# Exercise description
Among the entries below, please show each line that carries the word "situation".

# Dataset content
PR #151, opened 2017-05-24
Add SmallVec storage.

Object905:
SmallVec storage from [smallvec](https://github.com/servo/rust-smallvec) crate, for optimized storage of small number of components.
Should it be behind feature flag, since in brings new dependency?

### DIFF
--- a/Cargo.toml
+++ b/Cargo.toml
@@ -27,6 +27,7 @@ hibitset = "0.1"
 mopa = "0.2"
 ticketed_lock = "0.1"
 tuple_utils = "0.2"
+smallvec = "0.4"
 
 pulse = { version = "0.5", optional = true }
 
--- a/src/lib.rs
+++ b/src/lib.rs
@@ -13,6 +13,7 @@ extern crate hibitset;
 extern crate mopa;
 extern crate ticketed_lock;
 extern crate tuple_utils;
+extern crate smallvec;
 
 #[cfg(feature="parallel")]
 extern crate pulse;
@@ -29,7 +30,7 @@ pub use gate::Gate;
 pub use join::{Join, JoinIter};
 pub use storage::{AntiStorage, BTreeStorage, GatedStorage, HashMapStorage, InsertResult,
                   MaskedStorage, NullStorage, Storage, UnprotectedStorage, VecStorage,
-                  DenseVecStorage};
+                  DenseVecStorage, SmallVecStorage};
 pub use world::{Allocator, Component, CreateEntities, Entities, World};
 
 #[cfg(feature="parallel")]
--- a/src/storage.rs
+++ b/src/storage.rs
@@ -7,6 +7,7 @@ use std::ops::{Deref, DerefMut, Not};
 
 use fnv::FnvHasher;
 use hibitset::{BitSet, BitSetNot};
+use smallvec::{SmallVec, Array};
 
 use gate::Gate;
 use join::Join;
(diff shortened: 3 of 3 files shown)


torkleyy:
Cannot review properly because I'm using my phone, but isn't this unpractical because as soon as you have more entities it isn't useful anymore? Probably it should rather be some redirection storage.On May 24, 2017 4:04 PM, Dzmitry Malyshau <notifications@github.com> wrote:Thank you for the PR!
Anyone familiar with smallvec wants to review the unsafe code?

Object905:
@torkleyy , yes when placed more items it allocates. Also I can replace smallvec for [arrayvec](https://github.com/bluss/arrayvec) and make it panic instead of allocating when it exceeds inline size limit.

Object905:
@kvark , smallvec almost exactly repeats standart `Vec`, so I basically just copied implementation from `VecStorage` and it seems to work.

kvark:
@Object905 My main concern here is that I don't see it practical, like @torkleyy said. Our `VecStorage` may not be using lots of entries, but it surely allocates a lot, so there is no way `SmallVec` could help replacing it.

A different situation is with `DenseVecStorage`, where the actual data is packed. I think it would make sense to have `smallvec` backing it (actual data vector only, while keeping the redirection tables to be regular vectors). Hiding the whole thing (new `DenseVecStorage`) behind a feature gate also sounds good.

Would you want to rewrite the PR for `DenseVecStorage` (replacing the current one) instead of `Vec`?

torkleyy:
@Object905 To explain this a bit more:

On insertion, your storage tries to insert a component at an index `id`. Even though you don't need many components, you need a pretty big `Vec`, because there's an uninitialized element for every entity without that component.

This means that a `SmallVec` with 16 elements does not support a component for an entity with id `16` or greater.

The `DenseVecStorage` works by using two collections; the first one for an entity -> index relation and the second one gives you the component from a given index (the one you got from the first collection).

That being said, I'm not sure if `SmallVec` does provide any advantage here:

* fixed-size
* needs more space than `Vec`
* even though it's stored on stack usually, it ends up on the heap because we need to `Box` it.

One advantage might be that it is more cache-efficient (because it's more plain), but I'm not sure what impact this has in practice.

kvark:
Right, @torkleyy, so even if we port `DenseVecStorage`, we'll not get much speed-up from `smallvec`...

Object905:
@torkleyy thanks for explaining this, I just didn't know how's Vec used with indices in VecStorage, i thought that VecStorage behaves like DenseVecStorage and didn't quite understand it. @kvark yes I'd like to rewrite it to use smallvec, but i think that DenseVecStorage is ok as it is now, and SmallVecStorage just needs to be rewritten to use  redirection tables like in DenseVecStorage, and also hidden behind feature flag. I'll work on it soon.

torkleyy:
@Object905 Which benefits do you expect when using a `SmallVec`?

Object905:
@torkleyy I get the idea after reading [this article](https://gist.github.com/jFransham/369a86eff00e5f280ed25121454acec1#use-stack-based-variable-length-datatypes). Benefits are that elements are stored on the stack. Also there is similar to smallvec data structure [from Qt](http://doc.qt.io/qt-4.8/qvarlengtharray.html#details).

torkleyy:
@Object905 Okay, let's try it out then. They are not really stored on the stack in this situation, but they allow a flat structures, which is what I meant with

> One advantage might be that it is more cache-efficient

# Result of the exercise
A different situation is with `DenseVecStorage`, where the actual data is packed. I think it would make sense to have `smallvec` backing it (actual data vector only, while keeping the redirection tables to be regular vectors). Hiding the whole thing (new `DenseVecStorage`) behind a feature gate also sounds good.
@Object905 Okay, let's try it out then. They are not really stored on the stack in this situation, but they allow a flat structures, which is what I meant with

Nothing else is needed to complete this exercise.